Both genetic and nongenetic factors strongly correlate with the development of osteoporosis (7). Diet and nutrients, as nongenetic factors, have attracted more attention due to their impact on osteoporosis (8, 9). Polyunsaturated fatty acids (PUFAs) consist of two subtypes, n-3 and n-6, and are essential fatty acids acquired mainly through fish and vegetable oils. After consumption, PUFAs can be transformed into a sequence of long-chain derivatives in the human body. Alpha-linolenic acid (ALA) can be metabolized into eicosapentaenoic acid (EPA) and docosahexaenoic acid (DHA), all of which are crucial components of n-3 PUFAs.
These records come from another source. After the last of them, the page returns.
PR #4533, opened 2015-11-07
fixing closing and restarting ofxAndroidVideoGrabber

danthemellowman:
fixes closing the Android Video Grabber

### DIFF
--- a/addons/ofxAndroid/ofAndroidLib/project.properties
+++ b/addons/ofxAndroid/ofAndroidLib/project.properties
@@ -9,4 +9,4 @@
 
 android.library=true
 # Project target.
-target=android-22
+target=android-19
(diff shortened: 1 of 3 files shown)


HalfdanJ:
Uh, forgot that one! You removed close from setDeviceID, in that case the example app should be updated to call close when swapping camera.

arturoc:
i think that's how it works currently in other platforms so i'm going to merge it but it's probably a good idea to make it restart if you change the device ID we could add that as a feature in ofVideoGrabber

HalfdanJ:
Let me then update the example app so it works again. I will add a log notice if you change the device id while its running

arturoc:
ok, thanks!

Issue #4812, opened 2016-02-12
SSL-related Segmentation faults when using Poco SSL manager with custom settings on OSX, traced to . 


bakercp:
After tracking down the source of this issue https://github.com/bakercp/ofxSMTP/issues/12 and this issue https://forum.openframeworks.cc/t/ofxhttp-segfault/22391/7 (both of which use ofxSSLManager to require valid SSL certs via a ca cert bundle ... which the core currently does not do) I traced it to this commit https://github.com/openframeworks/openFrameworks/pull/4390 that recompiled freeimage on 10.8.  There appears to be some mysterious issue that is fixed for users by recompiling freeimage on the local system (e.g. `./apothecary update freeimage`).  I'm honestly not sure what the solution is because if we compile FreeImage on a 10.9+ machine, it seems to break 10.8 machines (https://github.com/openframeworks/openFrameworks/issues/4385).  My initial suspicion is that maybe the faulty 10.8 compiled freeimage is not compatible with Poco because it linked to a different non ABI compatible system lib or something.  Any thoughts are appreciated.

danoli3:
This is a strange one. We can assume majority developers are above board
with 10.9+ so we should compile with that for distribution. For those
under, they can just use Apothecary to recompile it.

Next major is 10.9+ anyway so this is really a legacy <0.9.2 issue.

bakercp:
I'm all for 10.9+.  Supporting 10.11, 10.10, 10.9 seems great.  I'm doing a little testing now with 10.8 to see if the recommendation to custom compile via apothecary for 10.8 actually solves the problem.  Funny thing is I just tried the stable branch on 10.8 and got the same segfaults which leads me to believe that it may be an incompatibility between our precompiled static libs (Poco / FreeImage), rather than a specific 10.8 issue.  I'm wondering if we make sure that _everything_ is compiled on 10.8 (and make sure we aren't linking into _any_ system libs ... which I believe we may accidentally be doing now in some cases ... and just getting lucky) -- perhaps it will just work.  Anyway, firing up the 10.8 virtual machine and will report back sometime soon.

danoli3:
Yeah awesome! Nice work!

bakercp:
[...]

PR #4977, opened 2016-03-07
0.9.3 osx freeimage fix

bakercp:
Fixes https://github.com/openframeworks/openFrameworks/issues/4812


arturoc:
is it ok to remove the undefs? i think they were there to solve some other problem but the FT headers are not exposed globally any more, only included in the cpp, so it might not be necessary any more

bakercp:
@danoli3? 

I just ran the apothecary scripts in the 0.9.3 branch.

danoli3:
@arturoc removing the undefs, I think it should be fine, I originally put them in to be sure it wasn't an issue in the old code, especially when they were in the headers, however it should be totally fine it is not exposed anymore. +1 merge

arturoc:
ok, great!

ofTheo:
I think this PR introduced a bug with OS X 32bit in the 0.9.3 release. 
Opening an issue for this but I was able to reproduce with the current download.

PR #4978, opened 2016-03-08
Async overloading

grayfuse:
In leiu of updates in 0.9 to allow for setting headers, I needed a method for doing async calls with an ofHttpRequest, instead of with just a url and optional name. This pull request adds a new method (getAsyncWithRequest) to ofURLFileLoader. 

A somewhat silly example below, but setting headers can be extremely useful for doing certain types of simple authentication. 

Happy to tweak naming scheme if needed, but thought this could be very useful in the core for others, and further expand options for teaching introductory topics around HTTP requests with the core library.

```
void ofApp::setup(){

    ofRegisterURLNotification(this);
    
    resID = loader.getAsync("http://localhost:1313", "config");
    
    ofHttpRequest req("http://localhost:1313/images/thumbs/01.jpg", "img");
    req.headers["Connection"] = "keep-alive";
    loader.getAsyncWithRequest(req);
 }

void ofApp::urlResponse(ofHttpResponse & response){
    if(response.status == 200 && response.request.name == "config"){
        cout << response.status << " " << endl;
        
    }else if(response.status == 200 && response.request.name == "img"){
        cout << response.status << " " << response.error << endl;
        networkImage.load(response.data);
    }
}
```


arturoc:
this is useful but we should find a different name, the idea behind get/getAsync is that internally it uses the GET method. until recently that was the only option but you can now use POST too so it would be good to not mix those.

the equivalent to the method you are adding is handleRequest. we could add a handleRequestAsync which would then be used internally by getAsync.

grayfuse:
Makes sense, renamed to keep it consistent with handleRequest.

```
void ofApp::setup(){

    ofRegisterURLNotification(this);
    
    resID = loader.getAsync("http://localhost:1313", "config");
    
    ofHttpRequest req("http://localhost:1313/images/thumbs/01.jpg", "img");
    req.headers["Connection"] = "keep-alive";
    loader.handleRequestAsync(req);
 }

void ofApp::urlResponse(ofHttpResponse & response){
    if(response.status == 200 && response.request.name == "config"){
        cout << response.status << " " << endl;
        
    }else if(response.status == 200 && response.request.name == "img"){
        cout << response.status << " " << response.error << endl;
        networkImage.load(response.data);
    }
}
```

Issue #4951, opened 2016-02-25
documentation fixes: ofFileUtils.h


bakercp:
Hey all, a few of these low level doc PRs got merged before I got to take a look at them -- for ofFileUtils.h a couple things -- 

To conform to doxygen style guide:
- Mixed use of \return \returns - both are valid, but style guide suggests \returns
- Need complete sentences with capitalization / punctuation, it's -> its where appropriate.
- 80 char hard breaks unless impossible.
- Need \brief line with a blank line after (for parsers -- \brief tag will be removed later) and order should 
be:

- brief
- blank
- description
- notes, warnings, throws, etc
- params
- returns

I'm happy to take a pass unless someone else wants to.

Thanks @danomatika for all of your work on these!

bakercp:
@danomatika Do you want to take this on?  Otherwise, I'm happy to do it.

danomatika:
What about \brief after \class? Whitespace there too?

bakercp:
Yes, whitespace there too.

danomatika:
So much for "minimal, 1 or 2 lines" :)

bakercp:
Yes :), with that said, after a discussion w/ @workergnome and @HalfdanJ earlier today, we're planning to get rid of the \class tag, but I'd say for now leave it in and we'll remove it all at once when we run through a conformance check (@HalfdanJ is researching the possibility of a documentation linter).  Fun times are ahead ...

danomatika:
I hope y'all aren't trying to outsmart doxygen too much ... sounds like heading down the road of "let's write out own documentation parser because the existing one isn't super pretty". :)

danomatika:
https://github.com/danomatika/openFrameworks/commit/64301c30072605d6fe5070fec5bb739fb61c7658

danomatika:
Closed with #4979

Issue #4931, opened 2016-02-22
ofFile api inconsistencies


danomatika:
Noticed a few things when documenting ofFileUtils.h:

ofFile(path, mode, binary) constructor opens w/ default binary=true while:
* ofFile::open() opens w/ binary=false
* ofFile::changeMode() uses binary=false
* ofDirectory::getFile() uses binary=false

ofFile::create(), how to set path before creating? Both the constructor and open() set the path but also try opening the file...

ofFile::setReadOnly() & ofDirectory::setReadOnly() should be setReadable() to match setWriteable(). I feel this naming also conflicts with the ReadOnly access mode.

arturoc:
oh, i thought i had changed everything to binary=true. that should be the default, it doesn't mean binary file really but only that it'll do no break lines transformations.

and yes it would be useful to have a version of create that accepts a path. you can do it with:

```
ofFile("file.txt", ofFile::Reference).create();
```

or any combination of open/create using Reference as open mode. or even:

ofFile("file.txt", ofFile::WriteOnly);

 but it would be easier to have a create with a parameter.

Also setReadOnly right now is not setReadable, it just removes the write permissions from the file, which is really strange cause you can just do setWritable(false) so yes having setReadable instead would be much better

do you want to send a PR?

arturoc:
we might even have an static create that accepts a parameter and returns an ofFile

danomatika:
Sure. Chris and I thought the binary flag might have been an oversight and we hope nobody has been *relying* on that so far.

arturoc:
it's really not so important, it only affects files that have windows breaklines in unix and unix breaklines in windows so it's hard to have any problem with it. the main use is to set it to true when you want to open a binary file so it doesn't change anything.

danomatika:
Right. So the doxy lines could basically be something like:

    opens as a text file by default: split individual lines & strip endline characters
    \param binary set to false when working with binary files so data will not be interpreted as lines of text

arturoc:
yep

bakercp:
+1 to this effort to clarify this api :)

danomatika:
Closed via #4979

PR #4979, opened 2016-03-08
ofFileUtils: low_level_docs & api updates

danomatika:
PR for fixes related to #4951 & #4931

I would have done this sooner but we decided to head to the mountains last weekend. I think everyone should :)


arturoc:
can you deprecate setReadOnly with a message asking to use setWritable instead of completely remove it?

also if you can change the test that is currently failing to use the new method instead?

danomatika:
sure thing

danomatika:
Updated.

arturoc:
thanks!

PR #4988, opened 2016-03-13
json serializer:

arturoc:
- removes ofBaseSerializer and instead uses a function based api to (de)serialize
```cpp
ofSerialize(Serializer &, ofAbstractParameter&)
ofDeserialize(const Serializer &, ofAbstrictParameter&)
```

which allows to implement serializers for external classes without modifying them

- implements the (de)serializing functions for ofJson

- changes ofXml and ofxXmlSettings to the new API

- changes ofxGui to the new api

- moves ofJson to it's own header and adds ofLoadJson/ofSaveJson to make it easier to load/save json from the filesystem


bakercp:
This looks like a stereo in the right direction. Currently there is no exception handling around parse errors or file not found exceptions that could be happen with ofJson/ofFile.  This should be documented with a \throws doxygen tag.  In general, it would be great to get this documented before merging so we can get in the habit.  

Looks cool!

bakercp:
Also, how does this "allows to implement serializers for external classes without modifying them"? Send like it all still must inherit abstract parameter?

PR #4992, opened 2016-03-14
Std regex

edap:
as continuation of this issue https://github.com/openframeworks/openFrameworks/pull/4422
(it was easier to open a new pr with the code needed for the new example, than continuing with the old one)


arturoc:
great, thanks!

PR #4998, opened 2016-03-16
[proposal] make ofxOsc strong

2bbb:
for example, we wrote like this:

```cpp
    ofxOscReceiver receiver;
    void setup() { receiver.setup(9005); }
```

and we do in terminal.app (or similar)

```
$ nc -4u localhost 9005
> a
```

maybe your app got crush.
so, this process is too extreme.
but, recently, some app got bad packet and crushed 10 machines at same time. (maybe bad packet is broadcasted)
i think this is very critical.

and, more critical point is "we cannot catch this exception from the outside now."

now, this PR is first aid.
(but, i hope to be accepted this PR as soon as possible.)

i think good solution is:
doing propagate exception with `std::promise`, `std::future`, or `std::async`.
or, simply, replace ofLog (is implemented now) with send error message with `ofThreadChannel` when catch exception. and notify error.
or, is this OK?

i don't know policy of exception handling in oF.
and i want to discuss for bright future we can use osc in peace.

best regards.

### DIFF
--- a/addons/ofxOsc/src/ofxOscReceiver.cpp
+++ b/addons/ofxOsc/src/ofxOscReceiver.cpp
@@ -59,7 +59,7 @@ ofxOscReceiver & ofxOscReceiver::operator=(const ofxOscReceiver & mom){
 	return *this;
 }
 
-void ofxOscReceiver::setup( int listen_port )
+bool ofxOscReceiver::setup( int listen_port )
 {
     if( osc::UdpSocket::GetUdpBufferSize() == 0 ){
     	osc::UdpSocket::SetUdpBufferSize(65535);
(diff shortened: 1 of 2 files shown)


arturoc:
i want to look into adding more expresive error handling, we don't throw exceptions but something that returns an error object with more information about the error would be really useful. 

by now, can you just return a boolean from setup to indicate that it was correctly setup or not

2bbb:
@arturoc 
thanks for comment.

i have 1 idea as following:

```cpp
void setup() {
    receiver.setup(8888);
    ofAddListener(receiver.gotOscError, this, &ofApp::oscError);
}

void oscError(std::string &what) {
    ofLogWarning() << what;
}
```

if we got error then this example print like:

> [warning] element size must be multiple of four

and this is already implement in [this repo (is first aid for worrier)](https://github.com/2bbb/ofxInsensitiveOsc).

maybe this implementation can make error handling more expressive.

"return a boolean from setup" is mean like above commit?
(this commit doesn't include imeplements of notify error message. if it seems to ok, i can merge soon.)

arturoc:
Thanks!

i don't think having to register an event to receive the possible errors. as i said i want to look into a generic solution for returning errors conditions so let's leave it as it is by now and we can com back to it once we figure it out

2bbb:
:+1:

valillon:
It seems related to the issue #5514. It would be nice to have some feedback here : )
Another recent handle exception in ofxOsc here #5467.

Issue #5019, opened 2016-03-28
ofEasyCam Release Inertia/Velocity


sieren:
ofEasyCam on iOS reacts very sensitive when you release the finger (aka touch-up), essentially spinning the camera wildly around at times.

The easiest way to handle this would be to add extra functionality to ofEasyCam along the lines of `disableReleaseInertia() / enableReleaseInertia()` with the default behaviour to what it is now.

I'd file a PR for this, but wanted to open this up for discussion first.

bakercp:
@roymacdonald do you have any thoughts on this as you've been working with ofEasyCam lately ...

roymacdonald:
@bakercp the enable/disable Inertia methods are already implemented. Inertia is always added on mouse/touch release. Also there is `setDrag(float)` which lets you set how much drag or friction the inertia has. 1 = never stop; 0= no inertia. by default it is 0.9
Maybe renaming this function so it reflects that it is related to inertia.

roymacdonald:
BTW, I think it is safe to close this issue

bakercp:
Thanks!

dimitre:
It seems dragging only a few pixels can set the camera spinning "Salyut 7 style". 
Maybe it considers absolute pixels and retina screens have more pixel density.
It would be great to be able to configure camera initial velocity per pixels dragged.

roymacdonald:
Hi @dimitre what happens if you lower the drag, using` setDrag(...)`? also, you can lower the rotation sensitivity using `setRotationSensitivity(...)`.
can you paste a video about this behavior?
Are you seeing this behavior on iOS or on a computer?

dimitre:
Yes, video is here, I'm seeing this on a computer
http://dmtr.org/easycam/
setDrag seems to have no difference, even setDrag(0)
things are better with setRotationSensitivity, thanks.

roymacdonald:
thanks @dimitre 
that's really odd. I have not seen that behavior. The fast rotation starts when you release the mouse button or when you stop dragging the mouse?

roymacdonald:
@dimitre I double checked and now I see it. Inertia is disabled by default and I never activate it.
I'll see whats going on.
thanks for pointing this out

dimitre:
mouse release. it seems to have a 10x impulse no matter which setRotationSensitivity is set.
not such a problem if I lower it but feels unnatural.
thanks @roymacdonald

roymacdonald:
[...]

PR #5023, opened 2016-03-29
ofEasyCam: Add setters for mouse release inertia

sieren:
Add setters to disable/enable mouse release inertia.
This can avoid unintended camera spinning on touch sensitive
input devices like iOS where the delta between different touch
points will cause the camera to spin rapidly.

See https://github.com/openframeworks/openFrameworks/issues/5019


roymacdonald:
I think that this approach is better
https://github.com/openframeworks/openFrameworks/pull/5142
Simply ditching inertia.
best!

arturoc:
going to close this since it was already solved with another PR

PR #5024, opened 2016-03-30
add keyboard hot plug support

DeqingSun:
I used Arduino as Keyboard on RPi with magsafe connection.
So I added multiple keyboard support and hotplug support. Based on V0.9.2

Basically I changed keyboard_fd to an array. And another array keeps path of each device.
setupNativeKeyboard() will first check if any device disappears, and then add new device.
readNativeUDevEvents() will call setupNativeKeyboard to config new keyboard settings.

### DIFF
--- a/libs/openFrameworks/app/ofAppEGLWindow.cpp
+++ b/libs/openFrameworks/app/ofAppEGLWindow.cpp
@@ -14,7 +14,10 @@ struct udev_device* dev;
 struct udev_monitor* mon;
 static int udev_fd = -1;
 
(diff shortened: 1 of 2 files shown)


bakercp:
Cool.  I've been meaning to do this for a while.  Would also be nice to do w/ Mice as well.  I'll give this a test in the next few days.

DeqingSun:
I'm not expert in linux and I don't think I'm doing it in the best way.
I don't know how to use "dev" in readNativeUDevEvents(). If "dev" can indicates which keyboard is changed, the code can be more efficient.

PR #5119, opened 2016-06-09
Fixes to enable building on Linux (openSUSE LEAP)

highperformancecoder:


arturoc:
where is that macro usually defined? will it allow to use pulse in other distibutions?

highperformancecoder:
In answer to your question, the macro is used within the RtAudio.h header, but seems to be an internal compilation flag of the RtAudio library!!

Also, unfortunately, the version information is a string, so cannot be used for excluding problematic enum labels. Damn people for not taking API evolution seriously!

Short of dumping the entire RtAudio 4.1.2 source code into the openFrameworks repository and building that from scratch on Linux systems, I'm not sure what else to do, as the API doesn't provide ways of selecting valid feature sets.

highperformancecoder:
I'm thinking the answer is to build a small utility c++ program that includes RtAudio.h with __LINUX_PULSE__ defined. If it succeeds, we know we can define that macro in the openFrameworks CFLAGS. This is a strategy often taken in configure scripts.

danoli3 (approved):

Issue #5123, opened 2016-06-12
ofTrueTypeFont copy/assignment issues


Paul92:
If an ofTrueTypeFont object has been initialized using load() and then assigned to another object of the same type, any attempt of drawing using the second object will create a segmentation fault error (even if isLoaded() returns true):

```
ofTrueTypeFont font;
ofTrueTypeFont font2;

void ofApp::setup(){
    font.load("sans-serif", 10);
    font2 = font;
}

void ofApp::draw(){
    font2.drawString("test", 10, 10);
}
```

If in the draw method, the font object is used to draw as opposed to font2, the application runs.

This behavior was observed on Archlinux kernel 4.4.1, make 4.1, gcc 5.3, the last version of openframeworks from the main branch (commit 8e08ba8).

PR #5124, opened 2016-06-13
Bugfix of true type font copying

Paul92:
The problem, described in issue #5123, was caused by the copy/assignment constructors of the ofTrueTypeFont that did not copy all the members to the target.

Since my familiarity with openFrameworks and C++ knowledge are limited, please check if my additions are relevant/do not have any side effects.

The bug was apparently fixed and did not cause any visible side effects. Tested on the small sample of code I've shown in the issue and on few examples (such as graphics/fontShapesExample and graphics/fontsExample).

### DIFF
--- a/libs/openFrameworks/graphics/ofTrueTypeFont.cpp
+++ b/libs/openFrameworks/graphics/ofTrueTypeFont.cpp
@@ -581,8 +581,8 @@ ofTrueTypeFont & ofTrueTypeFont::operator=(const ofTrueTypeFont& mom){
 		ofAddListener(ofxAndroidEvents().reloadGL,this,&ofTrueTypeFont::reloadTextures);
 	}
 #endif
-	settings = mom.settings;
 	bLoadedOk = mom.bLoadedOk;
+
 	charOutlines = mom.charOutlines;
 	charOutlinesNonVFlipped = mom.charOutlinesNonVFlipped;
 	charOutlinesContour = mom.charOutlinesContour;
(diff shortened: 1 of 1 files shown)


bakercp:
If you've tested this and the appveyor/travis tests pass, this seems pretty solid from a code-review standpoint.  Thanks for the contribution.

libs/openFrameworks/graphics/ofTrueTypeFont.cpp
```diff
@@ -620,9 +628,13 @@ ofTrueTypeFont::ofTrueTypeFont(ofTrueTypeFont&& mom)
 	glyphBBox = mom.glyphBBox;
 	letterSpacing = mom.letterSpacing;
 	spaceSize = mom.spaceSize;
+	fontUnitScale = mom.fontUnitScale;
 
 	cps = mom.cps; // properties for each character
+	settings = mom.settings;
+	glyphIndexMap = std::move(mom.glyphIndexMap);
 	texAtlas = mom.texAtlas;
+	stringQuads = mom.stringQuads;
```
arturoc: can you change this to stringQuads = std::move(mom::stringQuads)

libs/openFrameworks/graphics/ofTrueTypeFont.cpp
```diff
@@ -649,11 +660,14 @@ ofTrueTypeFont & ofTrueTypeFont::operator=(ofTrueTypeFont&& mom){
...
 	spaceSize = mom.spaceSize;
+	fontUnitScale = mom.fontUnitScale;
 
 	cps = mom.cps; // properties for each character
-
+	settings = mom.settings;
+	glyphIndexMap = std::move(mom.glyphIndexMap);
 	texAtlas = mom.texAtlas;
-	face = mom.face;
+	stringQuads = mom.stringQuads;
```
arturoc: this to should use move instead of copy

arturoc:
hey, thanks! i've added a couple of comments, you could also just remove those lines since that variable is just a cache and not copying/moving it shouldn't have any effect

Paul92:
Done. Since you said is just a cache, I removed it from all constructors and it seems to work.

arturoc:
thanks!

PR #5128, opened 2016-06-14
Bug Fix for "ofPixels mirrorTo horizontal"

IanByun:
When mirrorTo-ing ofPixels horizontally, line 1179, which was
int pixelb = i;
previously, should be 
int pixelb = j*width + (width - 1 - i);.

Otherwise, results in very irregular behaviours as below: (grayscale images that look like strips on the left are mirrored versions of top-left-most image using previous ofPixels mirrorTo horizontally)
default

### DIFF
--- a/libs/openFrameworks/graphics/ofPixels.cpp
+++ b/libs/openFrameworks/graphics/ofPixels.cpp
@@ -1176,7 +1176,7 @@ void ofPixels_<PixelType>::mirrorTo(ofPixels_<PixelType> & dst, bool vertically,
 		int hToDo = height;
 		for (int i = 0; i < wToDo; i++){
 			for (int j = 0; j < hToDo; j++){
-				int pixelb = i;
+				int pixelb = j*width + (width - 1 - i);
 				int pixela = j*width + i;
 				for (int k = 0; k < bytesPerPixel; k++){
 					dst[pixela*bytesPerPixel + k] = pixels[pixelb*bytesPerPixel + k];


IanVative:
Also, I did not edited the code right now,
but isn't
int bytesPerPixel = getNumChannels();
on line 1162, type specific?

What I mean is, it will work when PixelType is uchar that is 8bit(1byte), because then number of channels will be the byte size per pixel,
but when if Pixel Type is say ushort that is 16bit(2byte), and the this pixel has 3 channels, real bytes per pixel will be 2byte*3channel = 6byte, not 3 which is the result calculated with the above, previous code.

I think
int bytesPerPixel = getNumChannels();
on line 1162 should be
int bytesPerPixel = getNumChannels() * sizeof(PixelType);

Please consider.

IanVative:
Also, I did not edited the code right now but,
int bytesPerPixel = getNumChannels();
on line 1162 is very misleading.

If I understand this right,
real bytes per pixel are equal to the number of channels if and only if the pixel is 8bit or 1byte.
However, if you review the following codes, what bytesPerPixel really mean in mirrorTo function is just the number of channels.

I urge those in charge to change the name of the variable, "bytesPerPixel", to such as "numChannels".

Please consider, and correct me if I got this wrong.

arturoc:
thanks, yes, it seems the functionality is correct is just the naming that is misleading. do you want to include the change in this PR too?

IanVative:
Yes. That would be nice.
But I am new to this GitHub and don't know how to include post-changes to the pull re quest.
Can you revise the PR on your side?

arturoc:
you just need to push any new commit and they'll appear right away in the PR

PR #5131, opened 2016-06-15
Bugfix of true type font size for empty string

Paul92:
I noticed that stringWidth and stringHeight methods produce weird results when called with an empty string parameter. Simple test program:

```
ofTrueTypeFont font;

void ofApp::setup(){
    font.load("sans-serif", 10);
}

void ofApp::draw(){
    std::cout << font.stringWidth("text") << " " << font.stringWidth("") << " " << font.stringWidth(" ") << "       ";
    std::cout << font.stringHeight("text") << " " << font.stringHeight("") << " " << font.stringHeight(" ") << std::endl;
}
```

(The result should be 27 0 0   9 0 0).

The problem was caused by the fact that an empty string produces a mesh with no vertices, so the corners of the bounding box are not changed (the defaults are limits of float). Solved by a simple check.

Also, the std::numeric_limits<float>::min() is not the minimum value that can be represented with a float, but rather the smallest positive value (equal to 1E-37 or less, according to the standard). The minimum value is -std::numeric_limits<float>::max().

Besides this, I've done a bit of refactoring to keep consistency (I didn't really like the fact that, while computing what is basically the limits of the bounding box, the minimum values were the position of the rectangle and the maximum values were separate variables).

Note that "  " is considered the same as "". I'd say it's fine this way (it's nothing drawn, so it has no dimension in either case) but it might be a good moment to think a bit whether this is really wanted or not (a space is still a character, not emptiness).

### DIFF
--- a/libs/openFrameworks/graphics/ofTrueTypeFont.cpp
+++ b/libs/openFrameworks/graphics/ofTrueTypeFont.cpp
@@ -1205,8 +1205,8 @@ ofRectangle ofTrueTypeFont::getStringBoundingBox(const std::string& c, float x, 
 	    return ofRectangle(x,y,0,0);
 
 	ofRectangle bb(std::numeric_limits<float>::max(),std::numeric_limits<float>::max(),0,0);
-	float maxX = std::numeric_limits<float>::min();
-	float maxY = std::numeric_limits<float>::min();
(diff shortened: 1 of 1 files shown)


arturoc:
thanks!

PR #5133, opened 2016-06-17
Bugfix of true type font set space size

Paul92:
Ok, so after a bit of digging I found out that:

- long time ago, the spaceSize was initialized with 1 and space was treated as a separate case when drawing a character.
- for some reasons I don't fully understand, someone decided to change that. spaceSize was now initialized with 0 and there was a check (if space size is set, draw the standard space, otherwise draw the scaled one).
- after some time, at a refactor, that case was gone.

So, I reinserted that check and initialized spaceSize with 1 (thus, there is just one case, not 2).

A bit off-topic, there was an if with some weird indentation. I assumed there should have been an else.

### DIFF
--- a/libs/openFrameworks/graphics/ofTrueTypeFont.cpp
+++ b/libs/openFrameworks/graphics/ofTrueTypeFont.cpp
@@ -1126,8 +1126,13 @@ void ofTrueTypeFont::iterateString(const string & str, float x, float y, bool vF
 				if(prevC>0){
 					pos.x += getKerning(c,prevC);// * directionX;
 				}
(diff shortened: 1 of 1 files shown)


Paul92:
The last commit is a bit unrelated to the issue but I needed the fix for my work and I tried to avoid a merge conflict. The problem was with updating the x value when drawing from right (you need to update then draw, rather than draw then update, due to the letters' anchor).

Before:
http://imgur.com/IJkSLGM

After:
http://imgur.com/i7hSENB

arturoc:
thanks!

PR #5142, opened 2016-06-30
More stable easy cam

arturoc:
Before the relative y axis was used for rotating which made the camera movement really unstable and you always ended up with a tilted camera

3d softwares like blender or cinema 4d seem to just fix the y axis for the arcball movement to the up axis which makes the interaction much easier to control

There's still a method to enable the old behaviour

This also adds a method to disable the mouse inertia which is not very useful and somehow anoying if you want precise movements. I would even vote for disabling it by default but i've left it enabled by now


roymacdonald:
I kinda rewrote easycam completely some time ago and added the intertia thing, although more than following the 3d cad software standards I was aiming to not break the already implemented behaviour.
Yes, after long time using ofEasyCam, I can say that inertia is kind of annoying, I wouldn't mind if it got removed completely.

As for the axis thing I agree with you. Actually I like much more @elliotwoods ofxGrabCam. It is so much more easier to move around large scenes and rotations are much more intuitive.
I vote for removing/disabling inertia.

arturoc:
ok, i've disabled it by default by now. if people misses it we can enable it back later but i also think it's much easier to control without. going to merge it then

Linoleic acid (LA) can be converted into arachidonic acid (AA), both of which are fundamental constituents of n-6 PUFAs (10, 11). The role of n-6 PUFAs and their metabolites including prostaglandins, leukotrienes, and thromboxanes has been linked to various physiological processes such as inflammation generation, and platelet activation, while the n-3 PUFAs have been proven to trigger opposing physiological effects (12, 13). Previous studies have shown that PUFAs are associated with various chronic diseases, including cardiovascular events (14), diabetes (15), depressive disorders (16), osteoarthritis (17, 18), and osteoporosis (19, 20).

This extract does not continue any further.